_DATA UNDER STUDY_
§ §
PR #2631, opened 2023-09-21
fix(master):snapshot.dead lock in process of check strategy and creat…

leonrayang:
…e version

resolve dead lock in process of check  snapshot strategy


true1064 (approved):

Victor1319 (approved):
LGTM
§ §
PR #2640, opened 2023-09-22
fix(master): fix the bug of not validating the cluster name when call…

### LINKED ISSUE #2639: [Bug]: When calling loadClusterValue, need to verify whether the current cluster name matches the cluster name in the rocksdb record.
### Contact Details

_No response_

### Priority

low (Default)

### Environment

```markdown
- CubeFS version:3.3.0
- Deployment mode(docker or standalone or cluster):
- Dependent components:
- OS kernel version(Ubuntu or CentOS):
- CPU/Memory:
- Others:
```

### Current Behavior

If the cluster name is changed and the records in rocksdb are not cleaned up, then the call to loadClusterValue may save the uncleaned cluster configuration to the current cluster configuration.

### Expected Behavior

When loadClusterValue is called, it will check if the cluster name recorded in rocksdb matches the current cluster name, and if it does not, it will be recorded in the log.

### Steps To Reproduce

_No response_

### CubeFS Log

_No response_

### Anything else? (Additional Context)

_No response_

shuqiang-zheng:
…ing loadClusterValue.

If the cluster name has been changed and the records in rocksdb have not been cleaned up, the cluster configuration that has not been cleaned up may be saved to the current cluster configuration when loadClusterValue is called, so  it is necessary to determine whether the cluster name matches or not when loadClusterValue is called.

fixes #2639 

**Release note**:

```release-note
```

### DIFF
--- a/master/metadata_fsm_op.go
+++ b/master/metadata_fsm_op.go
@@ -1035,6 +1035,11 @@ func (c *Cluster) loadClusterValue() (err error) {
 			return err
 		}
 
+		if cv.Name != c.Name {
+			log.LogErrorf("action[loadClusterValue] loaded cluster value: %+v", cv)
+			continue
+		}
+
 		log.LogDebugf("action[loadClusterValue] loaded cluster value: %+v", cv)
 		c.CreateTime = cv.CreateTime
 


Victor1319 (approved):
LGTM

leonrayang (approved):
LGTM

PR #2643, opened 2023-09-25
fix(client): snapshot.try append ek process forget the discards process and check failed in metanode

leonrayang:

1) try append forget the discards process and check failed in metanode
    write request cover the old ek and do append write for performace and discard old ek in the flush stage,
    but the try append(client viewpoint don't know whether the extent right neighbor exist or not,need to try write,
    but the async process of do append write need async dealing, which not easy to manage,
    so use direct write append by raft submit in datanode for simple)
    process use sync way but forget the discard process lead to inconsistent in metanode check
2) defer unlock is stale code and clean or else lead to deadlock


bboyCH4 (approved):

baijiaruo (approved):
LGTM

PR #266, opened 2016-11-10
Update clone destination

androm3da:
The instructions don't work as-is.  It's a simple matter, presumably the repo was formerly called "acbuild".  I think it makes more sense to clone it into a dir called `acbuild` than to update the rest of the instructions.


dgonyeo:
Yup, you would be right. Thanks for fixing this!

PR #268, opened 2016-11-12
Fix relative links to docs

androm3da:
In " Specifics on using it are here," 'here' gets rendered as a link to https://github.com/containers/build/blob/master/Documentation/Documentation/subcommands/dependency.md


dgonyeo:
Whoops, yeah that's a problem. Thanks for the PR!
§ §
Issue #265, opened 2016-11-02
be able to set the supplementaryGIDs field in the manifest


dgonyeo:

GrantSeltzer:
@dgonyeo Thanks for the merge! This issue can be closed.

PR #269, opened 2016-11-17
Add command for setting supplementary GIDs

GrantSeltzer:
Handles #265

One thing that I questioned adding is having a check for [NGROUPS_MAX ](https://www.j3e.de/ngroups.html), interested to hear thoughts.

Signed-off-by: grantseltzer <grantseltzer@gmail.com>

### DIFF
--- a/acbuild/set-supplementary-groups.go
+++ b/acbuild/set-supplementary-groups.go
§ §
_TASK_
Keep both end lines and retype everything in the records above from the line containing "1) try append" through the line containing "Whoops, yeah that's", exactly, with nothing else.

_RESULT OF THIS TASK_
1) try append forget the discards process and check failed in metanode
    write request cover the old ek and do append write for performace and discard old ek in the flush stage,
    but the try append(client viewpoint don't know whether the extent right neighbor exist or not,need to try write,
    but the async process of do append write need async dealing, which not easy to manage,
    so use direct write append by raft submit in datanode for simple)
    process use sync way but forget the discard process lead to inconsistent in metanode check
2) defer unlock is stale code and clean or else lead to deadlock


bboyCH4 (approved):

baijiaruo (approved):
LGTM

PR #266, opened 2016-11-10
Update clone destination

androm3da:
The instructions don't work as-is.  It's a simple matter, presumably the repo was formerly called "acbuild".  I think it makes more sense to clone it into a dir called `acbuild` than to update the rest of the instructions.


dgonyeo:
Yup, you would be right. Thanks for fixing this!

PR #268, opened 2016-11-12
Fix relative links to docs

androm3da:
In " Specifics on using it are here," 'here' gets rendered as a link to https://github.com/containers/build/blob/master/Documentation/Documentation/subcommands/dependency.md


dgonyeo:
Whoops, yeah that's a problem. Thanks for the PR!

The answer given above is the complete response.